Alfredo Bryce Echenique nos recibe en la sala de su departamento en San Isidro, rodeado por los objetos que atesora tras exilios y mudanzas. A un metro de nosotros cuelga el lienzo pintado por Herman Braun-Vega, portada del primer tomo de sus Antimemorias. En este, un joven Bryce aparece sentado con ese look de Woody Allen y una página de El hombre que hablaba de Octavia de Cádiz entre manos. Detrás de él se despliega un balneario que bien podría ser Europa o el Perú. Una confusión propicia para esta tarde que se percibe negra. Pocas horas atrás, el suicidio del ex presidente Alan García ha golpeado a partidarios y detractores por igual.

Encontrar a Bryce Echenique luciendo, no la habitual corbata de moño, sino deportivo buzo gris de motivos fosforescentes con el cual parece entrenar para su inminente gira de despedida por Sudamérica, parece una invitación a cambiar el shock coyuntural por el asombro que despiertan sus historias.

 

María José Caro / Gabriel Meseth

 

¿Sigue afirmando que escribir es la quintaesencia de la vagancia?

La vagancia es aparente, yo he sido riguroso. Miren lo que me pasó en la isla de Menorca. Había alquilado un departamento para escribir y por las noches bajaba a un bar, agotado. Ahí me comía un sándwich y me tomaba varias copas. Un día el dueño del bar me dice: “Es usted el cliente más raro que he tenido en toda mi vida”. Y yo, ¿por qué? “Usted llega borracho, bebe aquí y se va sobrio”. Era verdad. Yo llegaba tropezándome contra las mesas, me tomaba mis copas y ya me relajaba de esa gran tensión por tanto escribir.

Vivió en París en mayo del 68. El mismo año que publicó su primer libro de cuentos, Huerto cerrado. ¿Fue también una revolución personal?

Cierto que lo fue. Recuerdo una protesta contra la guerra de Vietnam en la que intervinieron Sartre y Vargas Llosa. Yo estaba en el público y de repente vi a Julio Cortázar, a quien había leído y me había fascinado. No me acerqué a saludarlo. En parte por estupidez, y para qué. Lo importante no era conocerlo sino leerlo. Sentía que yo escribía atado al sujeto, verbo y predicado. Julio era todo lo opuesto. Sus cuentos me liberaron.

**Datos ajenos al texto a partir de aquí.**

PR #427, opened 2016-03-08
Update ElasticWriter.java

lmx1989219:
only set timestamp to type date the es will work well in use es dynamic mapping

### DIFF
--- a/jmxtrans-output/jmxtrans-output-elastic/src/main/java/com/googlecode/jmxtrans/model/output/elastic/ElasticWriter.java
+++ b/jmxtrans-output/jmxtrans-output-elastic/src/main/java/com/googlecode/jmxtrans/model/output/elastic/ElasticWriter.java
@@ -128,7 +128,7 @@ public class ElasticWriter extends BaseOutputWriter {
 					map.put("key", values.getKey());
 					map.put("keyAlias", result.getKeyAlias());
 					map.put("value", Double.parseDouble(value.toString()));
-					map.put("timestamp", result.getEpoch());
+					map.put("timestamp", java.util.Date(result.getEpoch()));
 
 					log.debug("Insert into Elastic: Index: [{}] Type: [{}] Map: [{}]", indexName, ELASTIC_TYPE_NAME, map);
 					Index index = new Index.Builder(map).index(indexName).type(ELASTIC_TYPE_NAME).build();


gehel:
This pull request is now managed with CodeReviewHub. <a href='https://github.com/jmxtrans/jmxtrans/pull/427'>Refresh</a>.<a href='#crh-update-none'></a>

jmxtrans-output/jmxtrans-output-elastic/src/main/java/com/googlecode/jmxtrans/model/output/elastic/ElasticWriter.java
```diff
@@ -128,7 +128,7 @@ protected void internalWrite(Server server, Query query, ImmutableList<Result> r
 					map.put("key", values.getKey());
 					map.put("keyAlias", result.getKeyAlias());
 					map.put("value", Double.parseDouble(value.toString()));
-					map.put("timestamp", result.getEpoch());
+					map.put("timestamp", java.util.Date(result.getEpoch()));
```
gehel: Could you `import java.util.Date` ?

gehel:
This is a backward incompatible change, so I'm not too keen on merging it. I would prefer fixing the mapping by adding an explicit format.

Side note: we need some integration tests with elasticsearch.

jmxtrans-output/jmxtrans-output-elastic/src/main/java/com/googlecode/jmxtrans/model/output/elastic/ElasticWriter.java
lmx1989219: image
this is ok

gehel: This is still changing the format of an existing field. If we have users already relying on the current behavior (and we probably have) it will break things for them. Adding a new field, while ugly, is the right way to go.

Side note: could you paste inline code instead of screenshots? That makes it much easier to search...

lmx1989219: i'm so sorry.thanks for your suggestion.

gehel: @lmx1989219: No problem! You are trying to fix something that is broken, I applaud your efforts! It is non trivial to fix it without breaking it for users who are relying on the current behavior, but that's the fun part!

gehel:
I actually took a few minutes to read the [`ElasticWriter`](https://github.com/jmxtrans/jmxtrans/blob/master/jmxtrans-output/jmxtrans-output-elastic/src/main/java/com/googlecode/jmxtrans/model/output/elastic/ElasticWriter.java) code. We do [create a mapping at startup](https://github.com/jmxtrans/jmxtrans/blob/master/jmxtrans-output/jmxtrans-output-elastic/src/main/java/com/googlecode/jmxtrans/model/output/elastic/ElasticWriter.java#L176). The [mapping](https://github.com/jmxtrans/jmxtrans/blob/master/jmxtrans-output/jmxtrans-output-elastic/src/main/resources/elastic-mapping.json#L43) is probably just missing the [appropriate format](https://www.elastic.co/guide/en/elasticsearch/reference/current/mapping-date-format.html#built-in-date-formats).

I would need more time than I have right now to actually test and validate any change.

@lmx1989219 you should be able to modify the mapping in your elasticsearch instance (without touching JmxTrans code at all) and validate if that works or not...

lmx1989219:
that's so cool.

lmx1989219:
hi gehel,
i found a problem that the index is declared by construct method and the es data folder can not empty with date.i suggest we can get client dynamically so that es can management the index data well 
 according to date.

e.g:
test_jmx-entries-2016.03.12
test_jmx-entries-2016.03.13
test_jmx-entries-2016.03.14
....

gehel:
@lmx1989219 I'm not sure I understand what you mean... If you have working code, please send it along as the basis for the discussion...

lmx1989219:
@gehel 
`@JsonCreator
	public ElasticWriter(@JsonProperty("typeNames") ImmutableList<String> typeNames,
			@JsonProperty("booleanAsNumber") boolean booleanAsNumber, @JsonProperty("rootPrefix") String rootPrefix,
			@JsonProperty("debug") Boolean debugEnabled, @JsonProperty("connectionUrl") String connectionUrl,
			@JsonProperty("settings") Map<String, Object> settings) throws IOException {

		super(typeNames, booleanAsNumber, debugEnabled, settings);

		this.rootPrefix = firstNonNull(rootPrefix, (String) getSettings().get("rootPrefix"), DEFAULT_ROOT_PREFIX);

		this.connectionUrl = connectionUrl;
		# this.indexName = this.rootPrefix + "_jmx-entries"+"yyyy.MM.dd";
		# this.jestClient = createJestClient(connectionUrl);
	}
`

**the '#' row copy to follow code**


`protected void internalWrite(Server server, Query query, ImmutableList<Result> results) throws Exception {
               //**the '#' row insert here**
		for (Result result : results) {
			log.debug("Query result: [{}]", result);
			Map<String, Object> resultValues = result.getValues();
			for (Entry<String, Object> values : resultValues.entrySet()) {
				Object value = values.getValue();
				if (isNumeric(value)) {

					Map<String, Object> map = new HashMap<String, Object>();
					map.put("serverAlias", server.getAlias());
					map.put("server", server.getHost());
					map.put("port", server.getPort());
					map.put("objDomain", result.getObjDomain());
					map.put("className", result.getClassName());
					map.put("typeName", result.getTypeName());
					map.put("attributeName", result.getAttributeName());
					map.put("key", values.getKey());
					map.put("keyAlias", result.getKeyAlias());
					map.put("value", Double.parseDouble(value.toString()));
					 map.put("timestamp", result.getEpoch());
//					map.put("timestamp", sdf.format(new Date(result.getEpoch())));
					log.debug("Insert into Elastic: Index: [{}] Type: [{}] Map: [{}]", indexName, ELASTIC_TYPE_NAME,
							map);
					Index index = new Index.Builder(map).index(indexName).type(ELASTIC_TYPE_NAME).build();
					JestResult addToIndex = jestClient.execute(index);
					if (!addToIndex.isSucceeded()) {
						throw new ElasticWriterException(
								String.format("Unable to write entry to elastic: %s", addToIndex.getErrorMessage()));
					}
				} else {
					log.warn("Unable to submit non-numeric value to Elastic: [{}] from result [{}]", value, result);
				}
			}
		}
	}`

gehel:
Wow! A pull request would be easier to read...

PR #429, opened 2016-03-15
Update ElasticWriter.java

lmx1989219:
my suggestion like this code


lmx1989219:
@gehel 
goodmorning gehel ,
this code is my meaning.

gehel:
Ok, I see what you mean. To have a daily rolling index, we also need to configure an [index template](https://www.elastic.co/guide/en/elasticsearch/reference/current/indices-templates.html), so that new indexes have the correct configuration. I'm writing a new (and hopefully improved) ElasticWriter to include those changes without breaking things for people who already use the current one. You can have a look at the [branch](https://github.com/jmxtrans/jmxtrans/tree/improve-elasticsearch-writer) (work in progress, might not work or even compile).

PR #470, opened 2016-06-08
Close invalidated JMX Connection when query execution fails.

vveloso:
When an error occurs during execution of a JMX query, the JMXConnection object is invalidated in the pool. This means that future queries will not reuse the existing JMXConnection, rather creating a new one.

We should ensure that the JMXConnection is closed before invalidating/discarding it in order to avoid resource leaks.

There is no knowledge about the original query error, which means that the JMXConnection may be in an invalid state. Hence just ignore and log any exceptions that may be thrown when we try to close it on error.
<a href='#crh-start'></a><a href='#crh-data-%7B%7D'></a>
<a href='https://www.codereviewhub.com/'></a>
<a href='https://www.codereviewhub.com/jmxtrans/jmxtrans/pull/470?approve=1'></a>&nbsp;<a href='https://github.com/jmxtrans/jmxtrans/pull/470'></a>
<a href='#crh-end'></a>

### DIFF
--- a/jmxtrans-core/src/main/java/com/googlecode/jmxtrans/model/Server.java
+++ b/jmxtrans-core/src/main/java/com/googlecode/jmxtrans/model/Server.java
@@ -24,9 +24,9 @@ package com.googlecode.jmxtrans.model;
 
 import com.fasterxml.jackson.annotation.JacksonInject;
 import com.fasterxml.jackson.annotation.JsonCreator;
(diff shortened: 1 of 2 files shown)


gehel:
This pull request is now managed with CodeReviewHub. <a href='https://github.com/jmxtrans/jmxtrans/pull/470'>Refresh</a>.<a href='#crh-update-none'></a>

gehel:
Thanks for the fix!

Issue #500, opened 2016-10-22
ResultTransformerOutputWriter - Not stopped/cleaned up


willmpls:
I'm working on a UDP/TCP output for InfluxDB line protocol, and noticed that when using the ResultTransformerOutputWriter along with a single output defined at the server level I accumulate open TCP or UDP ports as I add or update new config files faster than I should.  

Root cause is that the writers aren't being cleaned up, so open ports continue to pile up until jmxtrans is restarted.

This behavior appears to be due to the following:
- JMXTransformer only loops and calls stop() on writers defined in queries, not servers.
- ResultTransformerOutputWriter doesn't implement the stop() method 

The following diff shows updates I made which fix the issue in my case, but I wanted to get thoughts on implementation before submitting a pr:

https://github.com/jmxtrans/jmxtrans/compare/master...willmpls:output_writer_stop

gehel:
This is definitely a bug. [OutputWriter](https://github.com/jmxtrans/jmxtrans/blob/master/jmxtrans-core/src/main/java/com/googlecode/jmxtrans/model/OutputWriter.java) should extend [AutoCloseable](https://docs.oracle.com/javase/8/docs/api/java/lang/AutoCloseable.html) instead of declaring a specific `close()` method, and obviously, all output writers should take care of cleaning their resources.

Thanks for spotting that!

gehel:
Your proposed change looks good. Minor comment: I would let the exception bubble up in [`ResultTransformerOutputWriter.close`](https://github.com/jmxtrans/jmxtrans/compare/master...willmpls:output_writer_stop#diff-5e0b720cd7f46e983925f01c06b45470R77) instead of logging it.

gehel:
Closing this as it should be fixed by #503

PR #503, opened 2016-10-24
Singleton OutputWriter cleanup, implement stop() on ResultTransformerOutputWriter

willmpls:
This PR addresses #500 to fix cleanup of singleton output writers along with implementing a stop() method on ResultTransformerOutputWriter.  See issue #500 for additional details.

### DIFF
--- a/jmxtrans-core/src/main/java/com/googlecode/jmxtrans/model/output/support/ResultTransformerOutputWriter.java
+++ b/jmxtrans-core/src/main/java/com/googlecode/jmxtrans/model/output/support/ResultTransformerOutputWriter.java
@@ -31,6 +31,8 @@ import com.googlecode.jmxtrans.model.results.BooleanAsNumberValueTransformer;
 import com.googlecode.jmxtrans.model.results.IdentityValueTransformer;
 import com.googlecode.jmxtrans.model.results.ResultValuesTransformer;
 
+import com.googlecode.jmxtrans.exceptions.LifecycleException;
+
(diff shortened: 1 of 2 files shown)


jmxtrans-core/src/main/java/com/googlecode/jmxtrans/model/output/support/ResultTransformerOutputWriter.java
```diff
@@ -66,5 +68,12 @@ public void doWrite(Server server, Query query, Iterable<Result> results) throws
 		return new ResultTransformerOutputWriter<>(new ResultValuesTransformer(new IdentityValueTransformer()), target);
 	}
 
+	public void stop() throws LifecycleException {
+		try {
+			target.stop();
+		} catch (LifecycleException ex) {
```
willmpls: Agreed, fixed!

gehel:
There is actually a few other OutputWriters that have the same issue. I have not gone through the whole list but at least HttpOutputWriter and WriterPoolOutputWriter have the same issue. If you have time to fix them as well, that would be great! Else I'll have a look as soon as I can.

willmpls:
I can definitely help out with some of them.  Would you be able to generate the definitive list of ones that need fixing?  Just want to make sure I don't miss any.

gehel:
I can go through the OutputWriter hierarchy and check, but at this point it is not much more work to fix them directly. I'll merge this PR already and I'll have a look at the whole hierarchy asap.

PR #504, opened 2016-10-24
Create KeyOutOverWriter

bainss:
Allow output of jmx stats at timely intervals, overwriting the original


gehel:
Those log4j based output writers are problematic in quite a few ways. The main issue is that they introduce a direct dependency on log4j and on log4j internals, causing all kind of trouble. The same kind of behaviour could be achieved by using `Slf4JOutputWriter` and a logger configuration that outputs in with whatever appender you want.

PR #505, opened 2016-10-24
InfluxDB TCP/UDP Line Protocol support

willmpls:
Based extensively off TCollector UDP writer.  Adds "allKeysAsTags" parameter to process all mbean key/values as tag pairs.

Comments welcome!

### DIFF
--- a/jmxtrans-output/jmxtrans-output-core/src/main/java/com/googlecode/jmxtrans/model/output/InfluxDBTCPWriter2.java
+++ b/jmxtrans-output/jmxtrans-output-core/src/main/java/com/googlecode/jmxtrans/model/output/InfluxDBTCPWriter2.java
@@ -1,0 +1,54 @@
+/**
+ * The MIT License
+ * Copyright © 2010 JmxTrans team
+ *
+ * Permission is hereby granted, free of charge, to any person obtaining a copy
+ * of this software and associated documentation files (the "Software"), to deal
+ * in the Software without restriction, including without limitation the rights
+ * to use, copy, modify, merge, publish, distribute, sublicense, and/or sell
+ * copies of the Software, and to permit persons to whom the Software is
+ * furnished to do so, subject to the following conditions:
+ *
+ * The above copyright notice and this permission notice shall be included in
+ * all copies or substantial portions of the Software.
+ *
+ * THE SOFTWARE IS PROVIDED "AS IS", WITHOUT WARRANTY OF ANY KIND, EXPRESS OR
+ * IMPLIED, INCLUDING BUT NOT LIMITED TO THE WARRANTIES OF MERCHANTABILITY,
+ * FITNESS FOR A PARTICULAR PURPOSE AND NONINFRINGEMENT. IN NO EVENT SHALL THE
+ * AUTHORS OR COPYRIGHT HOLDERS BE LIABLE FOR ANY CLAIM, DAMAGES OR OTHER
+ * LIABILITY, WHETHER IN AN ACTION OF CONTRACT, TORT OR OTHERWISE, ARISING FROM,
+ * OUT OF OR IN CONNECTION WITH THE SOFTWARE OR THE USE OR OTHER DEALINGS IN
+ * THE SOFTWARE.
+ */
+package com.googlecode.jmxtrans.model.output;
+
+import com.googlecode.jmxtrans.model.Query;
+import com.googlecode.jmxtrans.model.Result;
+import com.googlecode.jmxtrans.model.Server;
+import com.googlecode.jmxtrans.model.output.support.WriterBasedOutputWriter;
+import com.googlecode.jmxtrans.model.output.support.influxdb.InfluxDBMessageFormatter;
+
+import javax.annotation.Nonnull;
+import javax.annotation.concurrent.ThreadSafe;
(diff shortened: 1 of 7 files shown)


willmpls:
I'll clean the test errors up.

jmxtrans-output/jmxtrans-output-core/src/main/java/com/googlecode/jmxtrans/model/output/InfluxDBTCPWriter2.java
```diff
@@ -0,0 +1,54 @@
...
+import com.googlecode.jmxtrans.model.output.support.WriterBasedOutputWriter;
+import com.googlecode.jmxtrans.model.output.support.influxdb.InfluxDBMessageFormatter;
+
+import javax.annotation.Nonnull;
+import javax.annotation.concurrent.ThreadSafe;
+import java.io.IOException;
+import java.io.Writer;
+
+@ThreadSafe
+public class InfluxDBTCPWriter2 implements WriterBasedOutputWriter {
```
gehel: It looks like the TCP and UDP writers are exactly the same. This is as it should, they don't need to actually know anything about the protocol, they just see a writer. They could probably be merged in a single `InfluxDBWriter` (or similar name) and have different factories building them.

jmxtrans-output/jmxtrans-output-core/src/main/java/com/googlecode/jmxtrans/model/output/support/influxdb/InfluxDBMessageFormatter.java
```diff
@@ -0,0 +1,278 @@
...
+									@Nonnull ImmutableMap<String, String> tags,
+									@Nonnull String tagName,
+									@Nullable String metricNamingExpression,
+									boolean mergeTypeNamesTags,
+									boolean allKeysAsTags,
+									@Nullable String hostnameTag) throws UnknownHostException, LifecycleException {
+		this.typeNames = typeNames;
+		this.tags = tags;
+		this.tagName = tagName;
+		if (metricNamingExpression != null) {
```
gehel: The construction of the metricNameStrategy should probably be done in the Factory. Let's try to keep constructors as simple as possible.

jmxtrans-output/jmxtrans-output-core/src/test/java/com/googlecode/jmxtrans/model/output/InfluxDBTCPWriter2Test.java
```diff
@@ -0,0 +1,64 @@
...
+  private InfluxDBTCPWriter2 writer;
+  private Writer outputWriter;
+  private Result result;
+
+  @Before
+  public void setup() {
+    influxDBMessageFormatter = Mockito.mock(InfluxDBMessageFormatter.class);
+    writer = new InfluxDBTCPWriter2(influxDBMessageFormatter);
+    outputWriter = Mockito.mock(Writer.class);
+    result = Mockito.mock(Result.class);
```
gehel: Mocking `Result`s is actually not necessary here. You could just use the `ResultFixtures` class.

jmxtrans-output/jmxtrans-output-core/src/test/java/com/googlecode/jmxtrans/model/output/InfluxDBTCPWriter2Test.java
```diff
@@ -0,0 +1,64 @@
...
+  private InfluxDBMessageFormatter influxDBMessageFormatter;
+  private InfluxDBTCPWriter2 writer;
+  private Writer outputWriter;
+  private Result result;
+
+  @Before
+  public void setup() {
+    influxDBMessageFormatter = Mockito.mock(InfluxDBMessageFormatter.class);
+    writer = new InfluxDBTCPWriter2(influxDBMessageFormatter);
+    outputWriter = Mockito.mock(Writer.class);
```
gehel: No need to mock `Writer`. Using a `StringWriter` would work (and be simpler IMHO). If we can test without Mockito, we should!

jmxtrans-output/jmxtrans-output-core/src/main/java/com/googlecode/jmxtrans/model/output/InfluxDBTCPWriterFactory.java
```diff
@@ -0,0 +1,102 @@
...
+import java.net.UnknownHostException;
+import java.util.Map;
+
+import static com.google.common.base.MoreObjects.firstNonNull;
+import static com.googlecode.jmxtrans.model.output.support.pool.FlushStrategyUtils.createFlushStrategy;
+
+@ThreadSafe
+@EqualsAndHashCode
+@ToString
+public class InfluxDBTCPWriterFactory implements OutputWriterFactory {
```
gehel: We could combine TCP and UDP writer factories in a single factory, which take a `protocol` param which can be TCP or UDP. That would remove a lot of duplication!

gehel:
I put some of my ideas in code. This might be clearer than my comments on this PR. There are still issues with that code, but it might help you anyway. Have a look at https://github.com/jmxtrans/jmxtrans/tree/influxdb_lineproto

¿Qué aprendió de Cortázar?

Que uno no debe buscar su realidad, aquella que lo parió, como base real de lo que está escribiendo. Si te alejas de tu país, si te vas a París y lees a mil autores nuevos, puedes escribir de otras cosas. Pues sí, Cortázar lo hizo. Pero cuanto más escribía sobre París, más escribía sobre Argentina. Yo también busqué librarme de la cosa nacional, del compromiso con mi país. Mi traductor al francés, Jean Marie Saint Lu, leyó mi primer cuento ubicado en París y me dijo que había escrito una ciudad insólita porque en el fondo estaba hablando del Perú. Ese desdoblamiento es profundo y enriquecedor.

Pertenece a esa logia desafortunada de escritores que perdieron manuscritos. ¿Qué recuerda de los cuentos que le robaron?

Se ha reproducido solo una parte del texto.